В первый день, когда раненый Порфирьев попал в руки мятежников, кто-то сообщил, что он возглавлял Петропавловскую Железнодорожную ЧК. На первом и втором допросах чекист молчал. Потом его перестали спрашивать. Изувеченного бросали в амбар до следующего вечера. Убивали медленно и жестоко. Убивали восемь дней. Сегодня - десятый.
Казалось, кто-то со всех сторон обложил голову и грудь горячим железом. Оно жгло, давило. Порфирьев приподнялся на руки и медленно пополз к стене, сгребая неподвижными ногами остатки соломы. Добравшись в угол, где должна быть вода, он взялся за глиняный кувшин с щербатыми краями и тотчас же опустил: на дне осталась лишь тонкая корка льда. Несколько минут лежал он неподвижно, задыхаясь от боли. "Конец. Нет, не верю!". Порфирьев приподнялся, прислонился к стене и в который раз окинул взглядом потолок, дверь.
Судя по всему, амбар был кулацкий. Прочные рубленые стены, маленькое окошко вверху. Дверь, окованная железом. "Не убежать: сил маловато". Он мысленно вынес себе приговор.
На улице послышались шаги. Тяжело открылась дверь. Вошли двое: один в полушубке, другой в шинели. Покачиваясь приблизился первый, ткнул сапогом:
- Ну, поднимайся, красная нечисть. Завтрак подан!
Он бросил на пол три сухаря и ногой подвинул к раненому. - Остальное добавит московская ЧК. Ей ты отослал не один вагон хлеба…
Снова открылась дверь. Мелькнул яркой белизной снег. Двое ушли. Порфирьев накрыл ладонью кусочек твердого, как камень, хлеба и так остался сидеть.
Вспомнил, что очередные пять вагонов зерна должен был отправить рабочим Москвы десять дней тому назад. Уже подготовили паровоз. И вдруг сообщение: станция Макушино занята восставшими кулацкими бандами. Собрал отряд красногвардейцев, сели на бронепоезд. Не доезжая Петухово, вынуждены были остановиться: на протяжении нескольких километров мятежники разобрали путь. На отряд хлынул шквал свинца…
Порфирьев вздрогнул, когда во дворе раздался детский крик. Уже три дня в селе Рынки, куда доставили чекиста, стояла тишина. Только изредка раздавались выстрелы да песни подвыпивших бандитов.
Кто-то стукнул в дверь, завозился с замком. В амбар втолкнули подростка. Худой без шапки, он стоял у входа, словно не понимая, зачем его сюда привели. Порфирьева поразили почти старческое выражение лица и большие неподвижные глаза. Мальчик опустился на землю и тихо произнес:
- Они убьют меня.
- За что?
- Хотят, чтобы я назвал товарищей отца, большевиков. Говорят, сознаюсь, буду жить.

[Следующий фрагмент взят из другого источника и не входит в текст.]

PR #766, opened 2021-12-04
Sanitize shortcuts

### LINKED ISSUE #760: [Windows] Shortcuts are not created properly if the game name has invalid characters
### Try to get help on our Wiki first: https://github.com/Heroic-Games-Launcher/HeroicGamesLauncher/wiki/Troubleshooting

**Describe the bug**
If you try to create a shortcut for a game that uses characters that are invalid in Windows File names, then the creation of the shortcuts do not complete correctly.

**Add Logs**
No Logs are produced when clicking on Add Shortcut

**To Reproduce**

1. Go to a game that uses special characters that Windows can't use in a file name, for example "while True: learn()"
2. Click on Add shortcut
3. Message will appear to say a shortcut has been created on the Desktop and Start Menu
4. Shortcut on the Desktop is created, however it is called while True, has no icon and is a zero byte file, not a shortcut.
5. No shortcut is made in the start menu at all

**Expected behavior**
Needs to have some logic on Windows that stops it from trying to use Invalid characters in the shortcut filenames, added example screenshot:
image

- OS: Windows 11 21H2
- Heroic Version 1.11.0 Alpha 
- Game: while True:learn()
- Wine/Proton version: N/A
- Hardware specs (RAM, CPU, GPU): N/A

dragonDScript:
Fixes #760 ~~and adds a steam prompt like this:~~
image

- [x] Adapt functions and methods
- [x] Remove settings
- [x] Sanitize desktop shortcut name
- [ ] ~~Prompt UI~~


electron/legendary/games.ts
```diff
@@ -275,25 +275,33 @@ class LegendaryGame extends Game {
...
       return
     }
 
     const gameInfo = await this.getGameInfo()
     const launchWithProtocol = `heroic://launch/${gameInfo.app_name}`
-    const [ desktopFile, menuFile ] = this.shortcutFiles(gameInfo.title)
-    const { addDesktopShortcuts, addStartMenuShortcuts } = await GlobalConfig.get().getSettings()
+    const sanitizedTitle = gameInfo.title
+    // TODO: use regexp
+    sanitizedTitle.replaceAll('/', ' ')
```
flavioislima, line 290: Doing like this will be too slow. Try using this website to find a regexp pattern to remove special character. I think we are using regex in some places across the code.
https://regexr.com/

flavioislima:
I thibk you have removed the options from backend but is keeping on frontend. Need to remove from settings screen as well.

electron/legendary/games.ts
dragonDScript: I don't know Regexp. Can you suggest a pattern?

flavioislima:
I think that if this is to fix the issue, the pr could focus only on that part. Using regex to remove the special characters.
After that you could use another pr to make the other changes and the ui prompt. Sounds good?

dragonDScript:
> I thibk you have removed the options from backend but is keeping on frontend. Need to remove from settings screen as well.

I've removed them. And tested locally and the options weren't visible.

dragonDScript:
> I think that if this is to fix the issue, the pr could focus only on that part. Using regex to remove the special characters. After that you could use another pr to make the other changes and the ui prompt. Sounds good?

OK I will work on the prompt on another PR but lets leave this PR as-is

electron/legendary/games.ts
dragonDScript: I think /:|\/|\*|\?|<|>|\|/g should work

dragonDScript: I think /:|/|*|?|<|>||/g should work

dragonDScript: `new RegExp('[:|/|*|?|<|>||]')` is working.

flavioislima:
> > I thibk you have removed the options from backend but is keeping on frontend. Need to remove from settings screen as well.
> 
> I've removed them. And tested locally and the options weren't visible.

Ah OK. I'm blind and missed the changes on the settings file.
OK then.

dragonDScript:
> I think it needs to be replaced by a empty string sonit will be removed instead of adding a empty space on it.

OK fixed

dragonDScript:
I think that this is ready to merge, what do you think @flavioislima

electron/legendary/games.ts
```diff
@@ -275,25 +275,27 @@ class LegendaryGame extends Game {
...
     if (process.platform === 'darwin') {
       return
     }
 
     const gameInfo = await this.getGameInfo()
     const launchWithProtocol = `heroic://launch/${gameInfo.app_name}`
-    const [ desktopFile, menuFile ] = this.shortcutFiles(gameInfo.title)
-    const { addDesktopShortcuts, addStartMenuShortcuts } = await GlobalConfig.get().getSettings()
+    const sanitizedTitle = gameInfo.title
+    const pattern = new RegExp('[:|/|*|?|<|>||]')
```
flavioislima, line 289:
```suggestion
    const pattern = new RegExp('[:|/|*|?|<|>|\\|&|{|}|%|$|@|`|!|+]')
```
To be safe, let's replace all forbidden characters for filenames.

flavioislima (changes requested):
Looks good. Just check my suggestion for regexp

electron/legendary/games.ts
dragonDScript: Let's merge this first. If anyone sees an error we will update the pattern.

dragonDScript:
@flavioislima OK I think we can merge now

electron/legendary/games.ts
```diff
@@ -275,25 +275,27 @@ class LegendaryGame extends Game {
...
+  public async addShortcuts({addToStartMenu, addToDesktop}: {addToStartMenu: boolean, addToDesktop: boolean}) {
     if (process.platform === 'darwin') {
       return
     }
 
     const gameInfo = await this.getGameInfo()
     const launchWithProtocol = `heroic://launch/${gameInfo.app_name}`
-    const [ desktopFile, menuFile ] = this.shortcutFiles(gameInfo.title)
-    const { addDesktopShortcuts, addStartMenuShortcuts } = await GlobalConfig.get().getSettings()
+    const sanitizedTitle = gameInfo.title
```
flavioislima, line 288: Since the issue at #760 is on Windows, this actually doesn't fix it, since this title is used only on linux.
We need another solution for windows.

dragonDScript: What title is used in windows to create the shortcut filename?

PR #798, opened 2021-12-19
Login improvements

flavioislima:
- [x] Use Webview with Epic Website for Login
- [x] Add Login Feedback on Update Component
- [x] Add Login Button and Icon on Sidebar when Logged Out

I'm not sure if we should keep the URL bar though. Not sure if it's relevant but some people would find it safer to have it since they will know it's not a fake website.

image

---


src/App.tsx
```diff
@@ -6,7 +6,7 @@ import { Library } from 'src/screens/Library'
 import ContextProvider from 'src/state/ContextProvider'
 import ElectronStore from 'electron-store'
 import Sidebar from 'src/components/UI/Sidebar'
-import Login from './screens/Login'
```
flavioislima, line 9: I'm keeping this here because I might add the old login page as a fallback or in case someone else wants to use it instead of using the webview.

src/screens/WebView/index.tsx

- И как же ты?… - Порфирьев подался вперед и протянул руку, как будто хотел взять за плечо, привлечь к себе и посмотреть ему в глаза. Но, когда взлохмаченная голова повернулась к нему, он пожалел за свои слова. В мальчишеских глазах не было страха, а лишь тяжелая тоска.
Спустя полчаса чекист узнал трагическую судьбу семьи комиссара станции Петухово. Остался только сын. Он сидел сейчас в холодном амбаре, окаменевший и опустошенный горем. Порфирьев чувствовал, что ни какие слова утешения не согреют душу мальчика. При любых обстоятельствах сын комиссара сохранит тайну большевистских имен. Но этого мало. Он должен понять смысл своих действий и во имя этого загореться жаждой жизни.
- Нам, дружище, обоим ни как нельзя умирать, - хрипло начал он. - Моя песенка, видать, уже спета. Ноги - дрянь. Видишь, еле шевелятся. - Он с грустной улыбкой посмотрел на поржавевшие от крови носки. - В девятьсот пятом избежал тюрьмы, в восемнадцатом белогвардейцы собирались расстрелять. Кулачье доканать хочет. Ты обязан жить. Отец не успел закончить дело. Ты продолжишь. И еще расскажешь, как умирал коммунист Иван Порфирьев. Запомни фамилию. Для детей своих говорю.
Он замолчал, чуть повернулся на левый бок, достал из кармана портсигар и расчестку и сунул мальчишке.
- Передашь, если сможешь, в Петропавловск.
… Когда под вечер открылась дверь, они уже договорились обо всем. Сына комиссара оставили в нижнем белье. Они шли по улице, впереди и сзади, двое пьяных бандитов, вели под руки, волокли Порфирьева. Село словно вымерло. Только изредка в окнах появлялись тревожные силуэты. Поравнявшись с домом, за которым виднелся поросший деревьями овраг, чекист резким движением завалился на правого. Очутившись вместе с провожатым на снегу, он зажал его руку, выкрикивая: "Погодите, рассчитаются с вами св…"
Не оглядываясь, мальчишка бросился бежать к оврагу. Вдогонку неслись выстрелы и слова: "Да здравствует Октябрьская революция!". Это в последний раз прозвучал голос Ивана Порфирьева.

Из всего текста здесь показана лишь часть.